PR #252, opened 2015-07-06
Fixes v2

ceolin:
- v2
  - Fix the build (required defines should be in .h)

--------------------------------------------------------------------
 Separate which is linux specific on utils
 Add a function to set a flag to a fille descriptor (checking the returns properly)
  Fix the problem pointed by coverity (unchecked return from fcntl())


src/shared/sol-util-linux.c
```diff
@@ -0,0 +1,292 @@
...
+    if (getcwd(cwd, sizeof(cwd)) == NULL)
+        return -errno;
+
+#ifdef HAVE_SYS_AUXV_H
+    execfn = (char *)getauxval(AT_EXECFN);
+
+    if (!execfn)
+        return -errno;
+#else
+    if (readlink("/proc/self/exe", execfn, sizeof(execfn) - 1) < 0 || !execfn[0])
```
lpereira: `readlink()` does not zero-terminates the string. Do not throw away its return value: it's the number of characters that were copied to `execfn`, or `-1` in case of error.

src/shared/sol-util-linux.c
```diff
@@ -0,0 +1,292 @@
...
+#endif
+
+    if (getcwd(cwd, sizeof(cwd)) == NULL)
+        return -errno;
+
+#ifdef HAVE_SYS_AUXV_H
+    execfn = (char *)getauxval(AT_EXECFN);
+
+    if (!execfn)
+        return -errno;
```
lpereira: I'd just call the `readlink()` path if `getauxval()` fails.

src/shared/sol-util-linux.c
```diff
@@ -0,0 +1,292 @@
...
+    if (r < 0 || r >= (int)sizeof(progname))
+        return r;
+
+    substr = strstr(progname, PREFIX);
+    if (!substr) {
+        return -1;
+    }
+
+    prefix = strndupa(progname, strlen(progname) - strlen(substr));
+    if (!prefix)
```
lpereira: It's undefined what happens when `alloca()` fails, so please don't check. Use `%.*s` in the snprintf() below.

ceolin:
Leandro, this commit is just to split what is linux dependent. I've not changed the code.

I do not see any problem to fix those problems but can we address them on a different commit ?

lpereira:
No problems.

:+1: for the build fix.

zehortigoza:
+2

ceolin:

PR #253, opened 2015-07-06
Use SOL_STR_SLICE_PRINT()

ricardotk:
The macro is there to simplify the operation.


lpereira:
Seems sane. Are these all the places that this macro could be used?

ricardotk:
I found more entries on oircgen.py, thanks!

PR #257, opened 2015-07-07
Some minor stuff for static flow

cmarcelo:
Recovered from my older repo and updated. The struct in particular will be helpful in the near future.


cmarcelo:
@ibriano @ricardotk

ibriano:
Looks good, go for it.

cmarcelo:
Applied with the bool -> void change, and adding missing `;` to the output.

^^^^^^^^

WORK INSTRUCTIONS - Out of the preceding entries, pull each line that contains the word "this".

YOUR SOLUTION -
Leandro, this commit is just to split what is linux dependent. I've not changed the code.
Seems sane. Are these all the places that this macro could be used?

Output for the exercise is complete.